Simulation-based optimization using agent-based models is typically carried out under the assumption that the gradient describing the sensitivity of the simulation output to the input cannot be evaluated directly. To still apply gradient-based optimization methods, which efficiently steer the optimization towards a local optimum, gradient estimation methods can be employed. However, many simulation runs are needed to obtain accurate estimates if the input dimension is large. Automatic differentiation (AD) is a family of techniques to compute gradients of general programs directly.

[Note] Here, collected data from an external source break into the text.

PR #1629, opened 2016-12-10
Upgrade build to sbt 0.13.13

sritchie:
This PR:

- Upgrades to 0.13.13
- fixes all deprecation warnings
- removes the unused `Unidoc.scala` file
- formats plugins

PR #1922, opened 2019-10-04
Re-enable code coverage in CI and switch from Coveralls to Codecov

joshrosen-stripe:
This PR re-enables code coverage in CI and switches from Coveralls to Codecov.

It looks like Coveralls reporting was removed in #1629 (via the removal of the `sbt-coveralls` plugin).

Codecov is already in use in other Twitter OSS repositories, including Algebird.


johnynek:
Thanks for doing this! would be really great to have coverage back on.

I didn't notice we had lost it.

johnynek:
replaced by #1981

PR #1924, opened 2020-01-03
[build] bump cascading to latest 2.x: 2.7.1

grimreaper:


johnynek:
What’s the motivation and what testing has been done on this? You can change the version in your local repo but this change could be risky.

Just being on the latest version (of an unmaintained library) doesn’t seem like a strong enough counter to the risk to me.

grimreaper:
@johnynek - I'm awaiting the tests to run for this branch. Motivation is that the underlying cascading library itself depends on older version of various libraries - and I'm trying to upgrade them.  Further this will only help us if we do decide to eventually resolve #1465. 

(also this change was prompted by @ttim after asking about upgrading internally)

PR #1926, opened 2020-04-02
Add type ascriptions to serialization code

Duhemm:
Scalding  macros expand into a large amount of code, most of which
contained no or very little type ascriptions, leaving a lot of
unnecessary work to the compiler. By explicitly adding these type
ascriptions in the generated code, we can reduce compilation times.

### DIFF
--- a/scalding-serialization/src/main/scala/com/twitter/scalding/serialization/macros/impl/ordered_serialization/providers/TraversablesOrderedBuf.scala
+++ b/scalding-serialization/src/main/scala/com/twitter/scalding/serialization/macros/impl/ordered_serialization/providers/TraversablesOrderedBuf.scala
@@ -120,8 +120,8 @@ object TraversablesOrderedBuf {
     val innerOrd = q"""
       new _root_.scala.math.Ordering[${innerBuf.tpe}] {
         def compare(a: ${innerBuf.tpe}, b: ${innerBuf.tpe}) = {
-          val $ioa = a
-          val $iob = b
+          val $ioa: ${innerBuf.tpe} = a
+          val $iob: ${innerBuf.tpe} = b
           ${innerBuf.compare(ioa, iob)}
         }
       }
@@ -136,8 +136,8 @@ object TraversablesOrderedBuf {
         val b = freshT("b")
         q"""
         val $innerCompareFn = { (a: _root_.java.io.InputStream, b: _root_.java.io.InputStream) =>
-          val $a = a
-          val $b = b
+          val $a: _root_.java.io.InputStream = a
+          val $b: _root_.java.io.InputStream = b
           ${innerBuf.compareBinary(a, b)}
         };
         _root_.com.twitter.scalding.serialization.macros.impl.ordered_serialization.runtime_helpers.TraversableHelpers.rawCompare($inputStreamA, $inputStreamB)($innerCompareFn)
--- a/scalding-serialization/src/main/scala/com/twitter/scalding/serialization/macros/impl/ordered_serialization/providers/ByteBufferOrderedBuf.scala
+++ b/scalding-serialization/src/main/scala/com/twitter/scalding/serialization/macros/impl/ordered_serialization/providers/ByteBufferOrderedBuf.scala
@@ -50,9 +50,9 @@ object ByteBufferOrderedBuf {
       val $lenA: _root_.scala.Int = $inputStreamA.readPosVarInt
       val $lenB: _root_.scala.Int = $inputStreamB.readPosVarInt
 
-      val $queryLength = _root_.scala.math.min($lenA, $lenB)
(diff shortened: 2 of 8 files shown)


scalding-serialization/src/main/scala/com/twitter/scalding/serialization/macros/impl/ordered_serialization/providers/TraversablesOrderedBuf.scala
```diff
@@ -136,8 +136,8 @@ object TraversablesOrderedBuf {
         val b = freshT("b")
         q"""
         val $innerCompareFn = { (a: _root_.java.io.InputStream, b: _root_.java.io.InputStream) =>
-          val $a = a
-          val $b = b
+          val $a: _root_.java.io.InputStream = a
```
johnynek, line 139: I wonder if we even need this binding. It looks unused doesn’t it? Same with `$b`

scalding-serialization/src/main/scala/com/twitter/scalding/serialization/macros/impl/ordered_serialization/providers/TraversablesOrderedBuf.scala
```diff
@@ -120,8 +120,8 @@ object TraversablesOrderedBuf {
     val innerOrd = q"""
       new _root_.scala.math.Ordering[${innerBuf.tpe}] {
         def compare(a: ${innerBuf.tpe}, b: ${innerBuf.tpe}) = {
-          val $ioa = a
-          val $iob = b
+          val $ioa: ${innerBuf.tpe} = a
+          val $iob: ${innerBuf.tpe} = b
```
johnynek, line 124: Why do we need these bindings? Why not just pass a and b directly?

Cc @ianoc do you recall?

johnynek (commented):
This looks great! Just a couple of questions about bindings it looks like we don’t need (and in one case use).

scalding-serialization/src/main/scala/com/twitter/scalding/serialization/macros/impl/ordered_serialization/providers/TraversablesOrderedBuf.scala
ianoc: This was around getting the passed variable names into unique ones that are supplied in the macro context. Why we couldn't just put it on the method signature in these cases though is a good question. Maybe a bug with an old version of this/scala or something. It does seem wasteful. This has good test coverage though so I'd be inclined to try collapsing `$ioa` into the `a: ${innerBuf.tpe}` part above?

ianoc:
ooc even roughly do you know of an impact this had on compilation speed for something?

scalding-serialization/src/main/scala/com/twitter/scalding/serialization/macros/impl/ordered_serialization/providers/TraversablesOrderedBuf.scala
ianoc: we don't pass a and b themselves I believe since the lower section expands inline to more code (And so having unique names to avoid shadowing of some sort is the goal). But why the args don't just have the names idk

Duhemm:
> ooc even roughly do you know of an impact this had on compilation speed for something?

We have some thrift-generated classes where this change helped reducing the compilation time from 90 minutes to 30 seconds. I don't have any actual benchmarks though.

scalding-serialization/src/main/scala/com/twitter/scalding/serialization/macros/impl/ordered_serialization/providers/TraversablesOrderedBuf.scala
johnynek: ahh yeah, i forgot that aspect of it.

johnynek:
holy crap! 90 minutes to 30 seconds is kind of unreal....

johnynek (approved):

johnynek:
the CI is having a weird issue. most of the jobs can't fetch from maven. Not sure if it is travis or what.

mosesn:
> holy crap! 90 minutes to 30 seconds is kind of unreal....

yeah, we were unable to add a new trait to a scrooge-generated class because it made SQ time out ¯\\\_(ツ)\_/¯

johnynek:
the CI failed again... it seems that the CI is not in a working order at the moment.

I haven't had time to look into this.

johnynek:
Can you merge develop to get #1930 which may get CI green?

ttim:
@johnynek I ran CI with this PR on top of `develop` (https://travis-ci.org/github/twitter/scalding/builds/684520554) and it passed, so I think we're good to merge this one.

PR #1931, opened 2020-06-01
Add additional guards in `ReferencedClassFinder`

ttim:
During upgrade to Scala 2.12.10 in Twitter we discovered `illegal cyclic reference` exception failing from `scalaType.member(universe.stringToTermName(field.getName)).typeSignature` code in `ReferencedClassFinder`.

In this PR I've guarded this code with the same check as we do for `getClassType`.

Unfortunately I wasn't able to replicate this failure is OSS easily so added this guard without failing test.


johnynek:
Thanks for sending the PR!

Here, we explore the use of AD in the context of time-driven agent-based simulations. By substituting common discrete model elements such as conditional branching with smooth approximations, we obtain gradient information across discontinuities in the model logic. On the example of microscopic traffic models and an epidemics model, we study the fidelity and overhead of the differentiable models, as well as the convergence speed and solution quality achieved by gradient-based optimization compared to gradient-free methods. In traffic signal timing optimization problems with high input dimension, the gradient-based methods exhibit substantially superior performance. Finally, we demonstrate that the approach enables gradient-based training of neural network-controlled simulation entities embedded in the model logic.
基于可微智能体的梯度导向仿真优化
使用基于智能体的模型进行基于仿真的优化通常是在不能直接评估描述仿真输出对输入灵敏度的梯度的假设下进行的。为了使基于梯度的优化方法有效地将优化引向局部最优,可以使用梯度估计方法。然而,如果输入尺寸较大,则需要多次模拟运行才能获得准确的估计。自动微分(AD)是一种直接计算一般程序梯度的技术。在这里,我们探讨了AD在基于时间驱动的智能体模拟中的使用。通过用光滑近似代替条件分支等常见离散模型元素,我们获得了模型逻辑中跨不连续点的梯度信息。以微观交通模型和流行病模型为例,研究了基于梯度优化的可微模型的保真度和开销,以及与无梯度优化相比,基于梯度优化的收敛速度和解质量。在具有高输入维数的交通信号配时优化问题中,基于梯度的方法表现出明显的优越性。最后,我们证明了该方法能够对嵌入在模型逻辑中的神经网络控制的仿真实体进行基于梯度的训练。
本文章由计算机程序翻译,如有差异,请以英文原文为准。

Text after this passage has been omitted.